The Plaintiff has a number of other adjourned and outstanding applications to be heard, some of
which have been outstanding for one year due to the Defendants' repeated delays. These
outstanding applications include amendments to the Statement of Claim, consolidation,
compelling the Defendants to attend for refused questioning for discovery, and permanent
injunction against the Defendants which a judge previously advised the Plaintiff she could make
in circumstances which are present.
It has also become necessary for the Plaintiff to make an application to declare the Defendants
Megan McMahon and Taryn Burnett vexatious litigants given their ongoing behaviours that
meet the criteria set out in Part 2.1 of the Judicature Act, RSA 2000. In accordance with the
Judicature Act, the Plaintiff gave notice to the Attorney General in October 2014 of her
forthcoming application. [Plaintiff's Affidavit filed November 18, 2014]
12. The ramifications and implications of the discovered Conflict of Interest, which gives rise to
further grounds of bias, are enormous as they relate to Justice Wilson's repeated biased actions
intended to restrict the Plaintiff's Access to Justice and prevent her from having a fair trial in the
medical negligence action in May 2014. The biased actions include setting an expedited trial
date at the unilateral request of Megan McMahon, contrary to the Rules of Court requiring
certificate of trial readiness, and despite that the self-represented Plaintiff had always stated that
she could not be ready for trial at that time on legal advice.
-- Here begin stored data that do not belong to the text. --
PR #2637, opened 2023-07-06
Return a reference with all entitlements, when access through owned values

### LINKED ISSUE #2536: Improve entitlement mappings
### Issue to be solved

This is to track the implementation of https://github.com/onflow/flips/pull/94

### Suggested Solution

_No response_

SupunS:
Work towards #2638
Work towards onflow/flips#94
Closes #2536

## Description

Adds the improvement discussed in https://github.com/onflow/cadence/pull/2588#discussion_r1237203195

______

### DIFF
--- a/runtime/interpreter/interpreter.go
+++ b/runtime/interpreter/interpreter.go
@@ -5251,7 +5251,7 @@ func (interpreter *Interpreter) getMemberWithAuthMapping(self Value, locationRan
 		return nil
 	}
 	// once we have obtained the member, if it was declared with entitlement-mapped access, we must compute the output of the map based
-	// on the runtime authorizations of the acccessing reference or composite
+	// on the runtime authorizations of the accessing reference or composite
 	memberAccess := interpreter.getAccessOfMember(self, identifier)
 	return interpreter.mapMemberValueAuthorization(self, memberAccess, result)
 }
--- a/runtime/interpreter/interpreter.go
+++ b/runtime/interpreter/interpreter.go
@@ -5215,10 +5215,17 @@ func (interpreter *Interpreter) getAccessOfMember(self Value, identifier string)
 	return &member.Resolve(interpreter, identifier, ast.EmptyRange, func(err error) {}).Access
 }
 
-func (interpreter *Interpreter) mapMemberValueAuthorization(self Value, memberAccess *sema.Access, resultValue Value) Value {
+func (interpreter *Interpreter) mapMemberValueAuthorization(
+	self Value,
+	memberAccess *sema.Access,
+	resultValue Value,
+	resultingType sema.Type,
+) Value {
+
 	if memberAccess == nil {
 		return resultValue
 	}
+
 	if mappedAccess, isMappedAccess := (*memberAccess).(sema.EntitlementMapAccess); isMappedAccess {
 		var auth Authorization
 		switch selfValue := self.(type) {
@@ -5230,7 +5237,16 @@ func (interpreter *Interpreter) mapMemberValueAuthorization(self Value, memberAc
 			}
 			auth = ConvertSemaAccesstoStaticAuthorization(interpreter, imageAccess)
 		default:
-			auth = ConvertSemaAccesstoStaticAuthorization(interpreter, mappedAccess.Codomain())
+			var access sema.Access
+			if mappedAccess.Type == sema.IdentityMappingType {
+				access = sema.AllSupportedEntitlements(resultingType)
+			}
+
+			if access == nil {
+				access = mappedAccess.Codomain()
+			}
+
+			auth = ConvertSemaAccesstoStaticAuthorization(interpreter, access)
 		}
 
 		switch refValue := resultValue.(type) {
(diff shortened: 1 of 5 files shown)


runtime/sema/check_member_expression.go
```diff
@@ -373,33 +373,12 @@ func (checker *Checker) visitMember(expression *ast.MemberExpression) (accessedT
 
 // isReadableMember returns true if the given member can be read from
 // in the current location of the checker, along with the authorzation with which the result can be used
-func (checker *Checker) isReadableMember(accessedType Type, member *Member, accessRange func() ast.Range) (bool, Access) {
-	var mapAccess func(EntitlementMapAccess, Type) (bool, Access)
-	mapAccess = func(mappedAccess EntitlementMapAccess, accessedType Type) (bool, Access) {
```
SupunS, line 378: This function didn't need to be a closure, so extracted it to a top-level function

turbolent (approved):
Nice!

turbolent:
It would be good to get a review from @dsainati1 here before merging

runtime/sema/check_member_expression.go
```diff
@@ -443,12 +422,69 @@ func (checker *Checker) isReadableMember(accessedType Type, member *Member, acce
...
+}
+
+func AllSupportedEntitlements(typ Type) Access {
+	switch typ := typ.(type) {
+	case *ReferenceType:
+		return AllSupportedEntitlements(typ.Type)
+	case *OptionalType:
+		return AllSupportedEntitlements(typ.Type)
+	case *FunctionType:
+		return AllSupportedEntitlements(typ.ReturnTypeAnnotation.Type)
```
dsainati1, line 473: This is used for accessor functions right? That use case makes sense, but we should add a test to make sure that a function-typed field with an identity mapping should not get the entitlements to return type. I.e. some field defined with `access(Identity) let fn: ((): T)` should not be entitled to `T` when it's accessed through an owned value.

runtime/interpreter/interpreter.go
```diff
@@ -5230,7 +5237,16 @@ func (interpreter *Interpreter) mapMemberValueAuthorization(self Value, memberAc
 			}
 			auth = ConvertSemaAccesstoStaticAuthorization(interpreter, imageAccess)
 		default:
-			auth = ConvertSemaAccesstoStaticAuthorization(interpreter, mappedAccess.Codomain())
+			var access sema.Access
+			if mappedAccess.Type == sema.IdentityMappingType {
```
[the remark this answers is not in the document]
SupunS: Can you add this requirement to the feature-request https://github.com/onflow/cadence/issues/2643.

(I guess there's nothing to add/change as for now / this PR?)

runtime/tests/checker/entitlements_test.go
```diff
@@ -5454,4 +5454,65 @@ func TestCheckIdentityMapping(t *testing.T) {
...
+                   self.s = "hello"
+               }
+
+               access(C) fun foo() {}
+            }
+
+            struct Y {
+
+                // Reference
+                access(Identity) var x1: auth(Identity) &X
```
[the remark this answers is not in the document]
dsainati1: Oh I just realized why this doesn't make sense; if the value is owned we won't produce a reference. Nevermind this 😄

runtime/sema/check_member_expression.go
SupunS: Didn't quite understand the question. For an owned value, `fn` won't return a reference, so we are not actually computing any entitlements for reference, the field is readable for anyone since the value is owned, correct?

On the other hand, it is not allowed to use Mappings on function-typed fields. Added a test e2ccbb0edf51eee1f7af6a8f520fa31b4875252d.

runtime/tests/checker/entitlements_test.go
```diff
@@ -5515,4 +5515,44 @@ func TestCheckIdentityMapping(t *testing.T) {
...
+            }
+
+            fun main() {
+                let y = Y()
+                let v = y.fn()
+            }
+        `)
+
+		errors := RequireCheckerErrors(t, err, 1)
+		invalidMapping := &sema.InvalidMappedEntitlementMemberError{}
```
dsainati1, line 5555: Oh hmm, if functions are just disallowed here maybe use a reference to a function type so we can actually test the mapping behavior.

runtime/sema/check_member_expression.go
dsainati1: Sorry, I should have been clearer. In https://github.com/onflow/cadence/pull/2637#discussion_r1258458218 I suggested adding a field with a `&((): T)` type to exercise this case.

SupunS: I see what you mean.

Weird enough, in stable cadence (not just this feature branch), accessing a field of type `&((): T)`, returns a `((): T)`. Don't know if this was changed intentionally, or was a regression (to me it seems like a regression, and probably needs fixing). So the use-case you mentioned, is currently not possible. But if we change that other behavior, then yeah, we might run into what you said.

I will add a fix to that hypothetical scenario for now, so it should seamlessly work, once the other issue is fixed.

Good catch nevertheless!

SupunS: added in 842a9cd482a53e47943756ca6817c45774c531ea

runtime/tests/checker/entitlements_test.go
SupunS: added in 842a9cd482a53e47943756ca6817c45774c531ea

dsainati1 (approved):
Looks good to me! Thanks for investigating all the issues here.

Further, among numerous other
displays of bias made even more apparent by the Conflict of Interest discovery, Justice Wilson
allowed Megan McMahon to serve a Defendant expert report just three months prior to trial
contrary to the Rules of Court, in effort to hinder the Plaintiff from properly preparing for it, and
also refused to adjourn the trial to accommodate the Plaintiff's treating physician's availability
for trial with the result that he was unfairly forced to attend trial immediately upon returning to
the country with the alternative being that he would not otherwise be allowed to testify at all. At
the same time all of these events took place, Mr. Mack was representing the Defendants Megan
McMahon and Taryn Burnett and Gowlings, and Justice Wilson was being represented by his
firm in the Somji matter, still in progress. There can be no question as to Justice Wilson's intent.
13. It is common knowledge that Justice Wilson is biased against the Plaintiff. In light of this, the
Conflict of Interest, and the other issues raised, it would put the administration of justice in
disrepute if Justice Wilson does not immediately recuse himself.
14. In a series of recent decisions and reports, the Supreme Court of Canada has made it clear that
behaviour such as Justice Wilson's practices which interfere with access to justice can no longer
be tolerated.
Material or evidence to be relied on:
15. Affidavit of the Plaintiff filed November 18, 2014.
16. Affidavit of the Plaintiff filed October 24, 2014.
17. Affidavit of the Plaintiff filed July 22, 2014.
Applicable rules:
18. 13.1
Applicable Acts and regulations:
19.
Any irregularity complained of or objection relied on:
20.
How the application is proposed to be heard or considered:
21. Before the current case management judge, Justice E.C. Wilson.